Die Strafe wird abschreckend sein“

■ Michael Gabriel von der Koordinierungsstelle Fanprojekte der Deutschen Sportjugend

taz: Hat die Tat von Lens etwas bei den deutschen Hooligans verändert?

Michael Gabriel: Meines Erachtens gab es innerhalb der Hool-Szene ein Erschrecken. Allerdings ist im Laufe der Zeit etwas davon verloren gegangen. Da in der öffentlichen Wahrnehmung die Hooligans als sehr negativ dargestellt wurden, kam es zu einer Wagenburgmentalität der Szene. Es gibt aber keinen Hool der eine Verurteilung der Täter als negativ bezeichnen würde.

Wie hat sich das Verhalten der Hooliganszene gewandelt?
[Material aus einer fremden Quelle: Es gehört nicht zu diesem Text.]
PR #9252, opened 2025-01-06
add grpc API for creating/deleting/rename/listing namespaces

mangalaman93:


edgraph/server.go
```diff
@@ -1894,6 +1894,218 @@ func (s *Server) CheckVersion(ctx context.Context, c *api.Check) (v *api.Version
...
+		return nil, err
+	}
+
+	if _, err := getNamespaceID(ctx, in.NsName); err == nil {
+		return nil, errors.Errorf("namespace %q already exists", in.NsName)
+	} else if !strings.Contains(err.Error(), "not found") {
+		return nil, err
+	}
+
+	password := "password"
```
harshil-goel, line 1916: Why do we need a default password here?

edgraph/server.go
```diff
@@ -1894,6 +1894,218 @@ func (s *Server) CheckVersion(ctx context.Context, c *api.Check) (v *api.Version
...
+			},
+		}},
+		CommitNow: true,
+	})
+	if err != nil {
+		return nil, err
+	}
+
+	var data struct {
+		Data []struct {
```
harshil-goel, line 2013: We can make a global struct for it?

edgraph/server.go
```diff
@@ -1894,6 +1894,218 @@ func (s *Server) CheckVersion(ctx context.Context, c *api.Check) (v *api.Version
...
+	if err != nil {
+		return nil, err
+	}
+
+	glog.Infof("Created namespace [%v] with id [%d]", in.NsName, ns)
+	return &api.CreateNamespaceResponse{NsId: ns}, nil
+}
+
+func (s *Server) DropNamespace(ctx context.Context, in *api.DropNamespaceRequest) (
+	*api.DropNamespaceResponse, error) {
```
harshil-goel, line 1958: Do we need response if there's nothing in it?

edgraph/server.go
mangalaman93: In case someone passes ab empty string here.

edgraph/server.go
mangalaman93: This is usually a good idea for future extensibility so that we can modify the response if needed. This will be mostly hidden from the user through the client APIs that we expose.

dgraphtest/image.go
```diff
@@ -52,6 +61,9 @@ func (c *LocalCluster) setupBinary() error {
 }
 
 func ensureDgraphClone() error {
+	cloneMutex.Lock()
```
harshil-goel, line 64: shouldn't this be mutex.once()?

edgraph/server.go
```diff
@@ -2005,9 +2356,9 @@ func validateAndConvertFacets(nquads []*api.NQuad) error {
 	return nil
 }
 
-// validateForGraphql validate nquads for graphql
-func validateForGraphql(nq *api.NQuad, isGraphql bool) error {
-	// Check whether the incoming predicate is graphql reserved predicate or not.
+// validateForOtherReserved validate nquads for other reserved predicates
```
harshil-goel, line 2363: What are the others? Can you explain a bit here

edgraph/server.go
```diff
@@ -1883,6 +1884,356 @@ func (s *Server) CheckVersion(ctx context.Context, c *api.Check) (v *api.Version
...
+				Set: []*api.NQuad{
+					{
+						Subject:     "_:ns",
+						Predicate:   "dgraph.namespace.name",
+						ObjectValue: &api.Value{Val: &api.Value_StrVal{StrVal: nsName}},
+					},
+					{
+						Subject:     "_:ns",
+						Predicate:   "dgraph.namespace.id",
+						ObjectValue: &api.Value{Val: &api.Value_IntVal{IntVal: int64(nsID)}},
```
harshil-goel, line 2196: I think you can give StrVal itself instead of converting it youself. I think dgraph would be able to handle it.

edgraph/server.go
```diff
@@ -1883,6 +1884,356 @@ func (s *Server) CheckVersion(ctx context.Context, c *api.Check) (v *api.Version
...
+func getNamespaceName(ctx context.Context, nsID uint64) (string, error) {
+	const q = `{q(func: eq(dgraph.namespace.id, "%v")) { dgraph.namespace.name }}`
+	req := &api.Request{Query: fmt.Sprintf(q, nsID)}
+	resp, err := (&Server{}).doQuery(ctx, &Request{req: req, doAuth: NoAuthorize})
+	if err != nil {
+		return "", err
+	}
+
+	var data struct {
+		Data []struct {
```
harshil-goel, line 2163: Make it one function instead of two. get booth name and id at the same time. Then you can get name or id whatever you want out of it

edgraph/server.go
```diff
@@ -1883,6 +1884,356 @@ func (s *Server) CheckVersion(ctx context.Context, c *api.Check) (v *api.Version
...
+		return fmt.Errorf("namespace name [%v] cannot be a number", name)
+	}
+	return nil
+}
+
+func verifyDropNamespaceName(name string) error {
+	if name == "" {
+		return errors.Errorf("namespace name cannot be empty")
+	}
+	if name == "system" || name == "galaxy" || name == "dgraph-0" {
```
harshil-goel, line 2124: what is dgraph-0. Is it being used in hypermode? If so can we make some enum out of it so that it's easy to keep track

edgraph/server.go
```diff
@@ -1883,6 +1884,356 @@ func (s *Server) CheckVersion(ctx context.Context, c *api.Check) (v *api.Version
...
+	const q = `{q(func: type(dgraph.namespace)) {
+			dgraph.namespace.name
+			dgraph.namespace.id }}`
+	resp, err := (&Server{}).doQuery(x.AttachJWTNamespace(ctx),
+		&Request{req: &api.Request{Query: q}, doAuth: NoAuthorize})
+	if err != nil {
+		return nil, err
+	}
+	var data struct {
+		NsList []struct {
```
harshil-goel, line 2066: Lets just make a global structure. Why are we declaring it again and again.

edgraph/server.go
```diff
@@ -1883,6 +1884,356 @@ func (s *Server) CheckVersion(ctx context.Context, c *api.Check) (v *api.Version
...
+func (s *Server) ListNamespaces(ctx context.Context, in *apiv25.ListNamespacesRequest) (
+	*apiv25.ListNamespacesResponse, error) {
+
+	if err := AuthGuardianOfTheGalaxy(ctx); err != nil {
+		s := status.Convert(err)
+		return nil, status.Error(s.Code(),
+			"Non guardian of galaxy user cannot list namespaces. "+s.Message())
+	}
+
+	const q = `{q(func: type(dgraph.namespace)) {
```
harshil-goel, line 2057: Can we also make the query constant?

edgraph/server.go
mangalaman93: Defined here https://github.com/hypermodeinc/dgraph/blob/main/x/keys.go#L663

edgraph/server.go
mangalaman93: but we already have it as int, what would be the benefit of doing that?

edgraph/server.go
mangalaman93: That is the convention we are going to follow for pre v25 namespaces. Read here https://www.notion.so/hypermodeinc/Preview-Dgraph-v25-19de0dd4f736808bb1d7ffe98d38a3c8

edgraph/server.go
mangalaman93: Done

edgraph/server.go
mangalaman93: It is a constant. Because it is only used once, I have not defined it at the top.

harshil-goel (dismissed):

edgraph/server.go
harshil-goel: I meant, can you add a comment there for future?

edgraph/server.go
harshil-goel: copilot was crying over something there right?

edgraph/server.go
harshil-goel: Lets create the enum?

edgraph/server.go
mangalaman93: that's fixed now

harshil-goel (approved):

PR #9259, opened 2025-01-08
fix: ensure consistent time units and prevent erroneous cleanup in incrRollupi Process

gooohgb:
**Description**

This PR fixes a bug in the Process function of incrRollupi. The issue was caused by inconsistent time units between the doRollup and cleanupTick logic. Specifically, doRollup used time.Now().Unix() (seconds), while cleanupTick used time.Now().UnixNano() (nanoseconds). This mismatch caused cleanupTick to erroneously delete all entries in the map m during every cleanup cycle.

**Checklist**


mangalaman93 (approved):
Good catch, thank you for fixing it.

harshil-goel (approved):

In der Vergangenheit betrieben die Hooligans eine Art Räuber-und-Gendarmen-Spiel mit der Polizei. Die Auseinandersetzungen fanden in der Nähe der Stadien statt, und die Polizei konnte schnell eingreifen. Heute ist alles gut geplant und vorbereitet. Die Treffen finden abseits der Blicke der Ordnungskräfte statt. Die Polizei kann daher nicht so schnell eingreifen. Folglich kann es zu extremeren Auseinandersetzungen kommen. Allerdings ist seit vier Jahren die Zahl der Auseinandersetzungen, der Teilnehmer und der Verletzten rückläufig. Ich plädiere daher für eine Entdramatisierung.

Werden die hohen Strafen abschreckend sein?

Die Strafe wird abschreckend sein. Es macht für die Wahrnehmung innerhalb der Hooliganszene keinen Unterschied, ob einer dreieinhalb oder zehn Jahre in den Knast kommt.

Wie schätzen Sie das Verfahren und dessen Verlauf ein?

Meines Erachtens ist das Verfahren – in einem aufgeregten Umfeld – fair über die Bühne gegangen.

Was ist für die EM 2000 in den Niederlanden und Belgien zu befürchten? Insider rechnen mit dem Schlimmsten.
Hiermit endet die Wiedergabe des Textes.